Now we will perform an action, which will trigger the computation of the transformations on the data. We will use the collect action, which means to gather all the results to the master, going out of the Spark programming model, back to a Scala sequence. How many elements do you expect there to be in this sequence after the previous transformations?

scala> reducedRDD.collect
res3: Array[(Char, Int)] = Array((d,769300000), (x,769253844), (e,769307693),
(y,769261536), (z,769269228), (f,769315386), (g,769323079), (h,769330772),
(i,769138464), (j,769146156), (k,769153848), (l,769161540), (m,769169232),
(n,769176924), (o,769184616), (p,769192308), (q,769200000), (r,769207692),
(s,769215384), (t,769223076), (a,769276921), (u,769230768), (b,769284614),
(v,769238460), (w,769246152), (c,769292307))
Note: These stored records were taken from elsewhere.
PR #296, opened 2017-10-02
Check that "From" header in emails have a name

jayroh:
When emails are sent to an office or a client, the "FROM" field in the
email should have a more approachable value instead of just
"hello@somedomain.com".

This commit changes the FROM header and adds some tests to accompany the
resulting emails' headers, asserting their validity.

### DIFF
--- a/spec/mailers/application_mailer_spec.rb
+++ b/spec/mailers/application_mailer_spec.rb
@@ -1,0 +1,42 @@
+require "rails_helper"
+
+RSpec.describe ApplicationMailer do
+  describe ".snap_application_notification" do
+    it "sets the correct headers" do
+      with_modified_env EMAIL_DOMAIN: "example.com" do
+        email = ApplicationMailer.snap_application_notification(
+          file_name: "#{Rails.root}/spec/fixtures/image.jpg",
+          recipient_email: "user@example.com",
+        )
+        from_header = email.header.select do |header|
+          header.name == "From"
+        end.first.value
+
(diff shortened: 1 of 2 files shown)


spec/mailers/application_mailer_spec.rb
```diff
@@ -0,0 +1,40 @@
...
+
+      expect(from_header).to eq %("Michigan Benefits" <hello@example.com>)
+      expect(email.from).to eq(["hello@example.com"])
+      expect(email.to).to eq(["user@example.com"])
+      expect(email.subject).to eq("Your SNAP application")
+    end
+  end
+end
+
+RSpec.describe ApplicationMailer, "office_application_notification" do
```
jessieay: I don't usually see this format in specs (two `RSpec.describe` blocks) -- interesting! Is this something you do often?

jessieay:
loooks good except for Circle

spec/mailers/application_mailer_spec.rb
jayroh: Good catch :). Sometimes when a method has a lot of assertions I'll do it to get a really nice clear bifurcation of responsibilities.

I like that word - "bifurcation".

In any case - here it's probably not necessary. It just kinda showed up off of my fingers and can def be merged. I'll do some tidying up here. Those method names should infer that they're class methods too, which I'll fix.

adarsh:
[Display name for "from" email](https://trello.com/c/fFVfk6jw/300-display-name-for-from-email)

Typically, we don't build the data first, but we actually load it from a database or file system. Say we have some data in (multiple) files in a specific format. As an example consider sensordata.csv (in the example folder). We can load it as follows:

// sc.textFile can take multiple files as argument!
scala> val raw_data = sc.textFile("sensordata.csv")
raw_data: org.apache.spark.rdd.RDD[String] = sensordata.csv MapPartitionsRDD[1] at textFile at <console>:24

And observe some of its contents:

scala> raw_data.take(10).foreach(println)
COHUTTA,3/10/14:1:01,10.27,1.73,881,1.56,85,1.94
COHUTTA,3/10/14:1:02,9.67,1.731,882,0.52,87,1.79
COHUTTA,3/10/14:1:03,10.47,1.732,882,1.7,92,0.66
COHUTTA,3/10/14:1:05,9.56,1.734,883,1.35,99,0.68
COHUTTA,3/10/14:1:06,9.74,1.736,884,1.27,92,0.73
COHUTTA,3/10/14:1:08,10.44,1.737,885,1.34,93,1.54
COHUTTA,3/10/14:1:09,9.83,1.738,885,0.06,76,1.44
COHUTTA,3/10/14:1:11,10.49,1.739,886,1.51,81,1.83
COHUTTA,3/10/14:1:12,9.79,1.739,886,1.74,82,1.91
COHUTTA,3/10/14:1:13,10.02,1.739,886,1.24,86,1.79

We can process this data to filter only measurements on 3/10/14:1:01.

scala> val filterRDD = raw_data.map(_.split(",")).filter(x => x(1) == "3/10/14:1:01")
filterRDD: org.apache.spark.rdd.RDD[Array[String]] = MapPartitionsRDD[11] at filter at <console>:25

And look at the output:

scala> filterRDD.foreach(a => println(a.mkString(" ")))
COHUTTA 3/10/14:1:01 10.27 1.73 881 1.56 85 1.94
LAGNAPPE 3/10/14:1:01 9.59 1.602 777 0.09 88 1.78
NANTAHALLA 3/10/14:1:01 10.47 1.712 778 1.96 76 0.78
CHER 3/10/14:1:01 10.17 1.653 777 1.89 96 1.57
THERMALITO 3/10/14:1:01 10.24 1.75 777 1.25 80 0.89
ANDOUILLE 3/10/14:1:01 10.26 1.048 777 1.88 94 1.66
BUTTE 3/10/14:1:01 10.12 1.379 777 1.58 83 0.67
CARGO 3/10/14:1:01 9.93 1.903 778 0.55 76 1.44
MOJO 3/10/14:1:01 10.47 1.828 967 0.36 77 1.75
BBKING 3/10/14:1:01 10.03 0.839 967 1.17 80 1.28

You might have noticed that this is a bit tedious to work with, as we have to convert everything to Scala objects, and aggregations rely on having a pair RDD, which is fine when we have a single key. For more complex aggregations, this becomes a bit tedious to juggle with.